[Stored dataset items]
━━━━━━━━━━━━━━━━━━━━━━━━━━━━━━

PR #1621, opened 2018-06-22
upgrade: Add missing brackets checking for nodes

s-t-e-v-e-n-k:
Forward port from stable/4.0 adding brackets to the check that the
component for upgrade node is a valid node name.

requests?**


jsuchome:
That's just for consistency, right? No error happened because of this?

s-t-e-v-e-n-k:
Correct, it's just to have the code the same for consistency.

━━━━━━━━━━━━━━━━━━━━━━━━━━━━━━

[What is needed]
Starting at the line with "component for upgrade", copy every line down to the last one above, exactly as written and with nothing else.

[Task response]
component for upgrade node is a valid node name.

requests?**


jsuchome:
That's just for consistency, right? No error happened because of this?

s-t-e-v-e-n-k:
Correct, it's just to have the code the same for consistency.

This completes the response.